Nurses are expected to refrain from causing harm, but they also have an obligation to help their patients. Ethicists often distinguish between obligatory and ideal beneficence. Ideal beneficence comprises extreme acts of generosity or attempts to benefit others on all possible occasions. Beneficence also includes protecting and defending the rights of others, rescuing persons who are in danger, and helping individuals with disabilities. For example resuscitating a drowning victim, providing vaccinations for the general population, encouraging a patient to quit smoking and start an exercise program, and talking to the community about STD prevention.

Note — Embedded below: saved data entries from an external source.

PR #1025, opened 2024-11-13
Add Nearest-Neighbor interpolation to heterogeneous wind map

Bartdoekemeijer:
# Add nearest-neighbor interpolation functionality to the HeterogeneousMap object
As the title reads, allows interpolation using NN rather than linear interpolation for heterogeneous background flows.

## Related issue

N/A.

The `heterogeneous_map` and `flow_field` libraries.

The main reason for this is computation time. I don't see it being used very often, but can be useful for .WRGs where you have many sample points and you don't want to spend minutes preprocessing and linearly interpolating to the right points in the grid.

FYI, this PR already includes the minor code changes from #1024 for computational speed.

Here's a simple script to benchmark these changes:
```
import numpy as np
import pandas as pd

from floris import (
    FlorisModel,
    TimeSeries,
    HeterogeneousMap
)


if __name__ == "__main__":
    # Create big grid of wind conditions and wind speeds for which we assume to have evaluated het_map
    wd_grid, ws_grid = np.meshgrid(
        np.arange(0.0, 360.0, 3.0),
        np.arange(6.0, 20.01, 1.0)
    )
    df = pd.DataFrame({"wd": wd_grid.flatten(), "ws": ws_grid.flatten()})
    print(f"We have {df.shape[0]} findices.")

    # Create a grid of sensors throughout the farm in x, y, and z
    xg, yg, zg = np.meshgrid(
        np.linspace(-3000.0, 3000.0, 11),
        np.linspace(-3000.0, 3000.0, 11),
        np.arange(0.0, 350.01, 25.0),
    )
    xg = xg.flatten()
    yg = yg.flatten()
    zg = zg.flatten()
    speedups = np.ones((df.shape[0], len(xg)))
    print(f"We have {len(xg)} number of coordinates with het_map information.")

    # Now create FLORIS and a timeseries object with het_map information
    fmodel.set(
        layout_x = 7.0 * 126.0 * np.arange(30),  # Row of 30 turbines
        layout_y = np.zeros(30),  # Row of 30 turbines
        wind_shear=0.0  # Required when working with 3D het_map objects
    )

    print("")
    for interp_method in ["linear", "nn"]:
        het_map = HeterogeneousMap(
            x=xg,
            y=yg,
            z=zg,
            speed_multipliers=speedups,
            wind_directions=wd_grid.flatten(),
            wind_speeds=ws_grid.flatten(),
            interp_method=interp_method,
        )
        ts = TimeSeries(
            wind_directions=wd_grid.flatten(),
            wind_speeds=ws_grid.flatten(),
            turbulence_intensities=0.06 * np.ones(len(wd_grid.flatten())),
            heterogeneous_map=het_map,
        )

        t0 = timerpc()
        fmodel.set(wind_data=ts)
        print(f"Time spent for fmodel.set() ({interp_method}): {timerpc() - t0:.2f} s")
        fmodel.core.initialize_domain()
        print(f"Time spent for fmodel.set() and .initialize_domain() ({interp_method}): {timerpc() - t0:.2f} s")

```

Which results in
```
We have 1800 findices.
We have 1815 number of coordinates with het_map information.

Time spent for fmodel.set() (linear): 1.24 s
Time spent for fmodel.set() and .initialize_domain() (linear): 81.80 s

Time spent for fmodel.set() (nn): 0.67 s
Time spent for fmodel.set() and .initialize_domain() (nn): 1.26 s
```

Basically bringing time for initializing the domain from 80 seconds to 1 second.


paulf81:
This is looking really good @Bartdoekemeijer , thank you!  My thinking is we should take the following steps:

1) Merge #1024 into develop
2) Merge that code back into here as it needs to blend with the changes to flow_field
3) Add some tests of using the different interpolators

Bartdoekemeijer:
> This is looking really good @Bartdoekemeijer , thank you! My thinking is we should take the following steps:
> 
> 1. Merge [Reduce computation time massively in large het_map objects #1024](https://github.com/NREL/floris/pull/1024) into develop
> 2. Merge that code back into here as it needs to blend with the changes to flow_field
> 3. Add some tests of using the different interpolators

Yes exactly, that sounds good to me! Maybe one test could be to compare accuracy and speed:
1. Computation time and AEP without speedup map.
2. Computation time and AEP with speedup map (linear).
3. Computation time and AEP with speedup map (nearest-neighbor).

floris/core/flow_field.py
```diff
@@ -301,11 +307,19 @@ def generate_heterogeneous_wind_map(self):
...
+                speed_multipliers[0],
+                fill_value=1.0,
+                interp_method=interp_method,
             )
             # Copy the interpolant for each findex and overwrite the values
             for findex in range(self.n_findex):
-                interp_3d.values = speed_multipliers[findex, :].reshape(-1, 1)
+                if interp_method == "linear":
+                    interp_3d.values = speed_multipliers[findex, :].reshape(-1, 1)
+                else:
```
paulf81: Maybe we should make this more explicit to `elif`?

paulf81:
ok @Bartdoekemeijer  and @misi9170 , I think this one caught up with the new develop, but I had to make a number of changes so wouldn't mind a check over that this matches your original intention @Bartdoekemeijer .

One hanging questions (in addition to comment above), is whether we have a behavior issue with the lack of fill value in `NearestNDInterpolator`.  Meaning, the current HetMap assumes no speed-ups outside of region defined by the points.  I think then in `NearestNDInterpolator` this behavior will be different.  Maybe we just need to call that out in a few places?  I think remaining steps in my mind:

- [ ] @Bartdoekemeijer review my updates
- [ ] Decide on above question
- [ ] Maybe add to het docs

Bartdoekemeijer:
Just pulled this down and tested it with my in-house scripts. Works great, thank you Paul! I have no strong opinion on a `fill_value` with `nearest`. Maybe to stay in line with how SciPy defines linear and nearest interpolation, better to ignore the `fill_value` for `nearest` and just raise a warning?

paulf81:
that sounds reasonable @Bartdoekemeijer , @misi9170 maybe could discuss with you wrapping up this one on a preferred behavior.  I think a warning that using this interpolator option means the points outside the convex hull will reflect the speed-up of the nearest point, rather than forced to 1.0 as in the default `LinearNDInterpolator` method.  Since it's not a default it feels more fair it can have behavior changes since you actively select it.

paulf81:
ok, instead of a warning, I just state this in the docstring and docs page. @misi9170 I think ready for your review

misi9170:
I'm sorry that I sat on this for so long. I was originally a bit skeptical as @paulf81 noted about the "outside of boundary" interpolation that the NN approach could generate, but I'm coming around. I'm going to try this out a bit in the coming days and hope to be able to provide a full review soon.

misi9170:
Noting here that `Heterogeneous_Map.plot_single_speed_multiplier()` doesn't necessarily provide the expected output, since it doesn't actually use the interpolation method specified.

Also, we may want to skip producing [this warning](https://github.com/NREL/floris/blob/a6fc5d35aa32614edc450dc399c42af60a816887/floris/core/flow_field.py#L184) for the nearest neighbor case, as it makes less sense there.

misi9170:
The behavior of the `NearestNDInterpolator` can be a little strange for query points that are directly between specified points and seems to depend on the order that the points are specified. For example:
```python
from scipy.interpolate import NearestNDInterpolator

interp = NearestNDInterpolator([(0.0, 0.0),  (1.0, 0.0)], [2.0, 3.0])
print(interp((0.49, 0.0))) # Produces 2.0
print(interp((0.50, 0.0))) # Produces 2.0
print(interp((0.51, 0.0))) # Produces 3.0

# Switch order in which points are specified and requery
print("\n")
interp = NearestNDInterpolator([(1.0, 0.0),  (0.0, 0.0)], [3.0, 2.0])
print(interp((0.49, 0.0))) # Produces 2.0
print(interp((0.50, 0.0))) # Produces 3.0
print(interp((0.51, 0.0))) # Produces 3.0
```
This isn't a problem necessarily, but something to watch out for.

misi9170 (approved):
@Bartdoekemeijer @paulf81 

I've gone through this and made a few changes throughout as I saw fit.
- No warning raised for "out of bounds" points in NN interpolation
- Shuffle interpolation method higher into `HeterogeneousMap` documentation and explicit about "out of bounds" approach. Also add the interpolation method to `HeterogeneousMap.__str__`.
- Test for warnings
- Updates to pass `interp_method` along on `heterogeneous_inflow_config` when creating visualizations
- Updates to `HeterogeneousMap.plot_single_speed_multiplier()`

@paulf81 , in `HeterogeneousMap.plot_single_speed_multiplier()`, I removed an edge case where there was a `try`/`except` statement that used NN for visualization even if the `interp_method` is `linear`. I didn't feel very comfortable about that, and I felt we didn't need it so I removed it, but happy to discuss that further.

A nice way to check visualizations is to specify `interp_method = "nearest"` in the instantiation of `HeterogeneousMap` in examples/examples_heterogeneous/003_heterogeneous_speedup_by_wd_and_ws.py, or by adding `interp_method = "nearest"` to the `heterogeneous_inflow_config` dict in examples/examples_heterogeneous/002_heterogeneous_using_wind_data.py.

@paulf81 I'm going to request a re-review from you now that I've made changes. @Bartdoekemeijer , feel free also to comment on any of the above.

floris/core/flow_field.py
misi9170: Thanks for this comment, @paulf81 . This portion of the code is just meant to be reshaping the `.values` attribute to match what it is "supposed to be" for the different interpolator types; I've now updated this to simply match the shape of the originally generated `interp3d`, which is clearer and avoids the need to check what the `interp_method` is.

misi9170:
Thanks for the review @paulf81 . Assuming all tests pass, I plan to merge this PR into develop so that it included in the next minor release of FLORIS.

PR #1026, opened 2024-11-13
Move all metadata to pyproject.toml

paulf81:
# Move all metadata to pyproject.toml

Following examples such as:

https://packaging.python.org/en/latest/guides/modernize-setup-py-project/

This PR moves all metadata into pyproject.toml.  Specifically:

- All metadata now in pyproject.toml
- setup.py and version.py deleted
- References to setup.py and version.py updated according to guide above


floris/__init__.py
```diff
@@ -1,9 +1,9 @@
 
+from importlib.metadata import version
 from pathlib import Path
 
 
-with open(Path(__file__).parent / "version.py") as _version_file:
-    __version__ = _version_file.read().strip()
+__version__ = version("flasc")
```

The nurse must not do anything that would purposely harm patients without the action being balanced by proportional benefit. Because many medications, procedures, and interventions cause harm in addition to benefit¸ the principle of non-maleficence provides little concrete guidance in the care of patients. Where this principle is most helpful is when it is balanced against beneficence. Example; Stopping a medication that is shown to be harmful, refusing to provide a treatment that has not been shown to be effective
One of the most common ethical dilemmas arises in the balancing of beneficence and non-malfeasance. This balance is the one between the benefits and risks of treatment and plays a role in nearly every medical decision such as whether to order a particular test, medication, procedure, operation or treatment. By providing informed consent, nurses give patients the information necessary to understand the scope and nature of the potential risks and benefits in order to make a decision. Ultimately it is the patient who assigns weight to the risks and benefits. Nonetheless, the potential benefits of any intervention must outweigh the risks in order for the action to be ethical.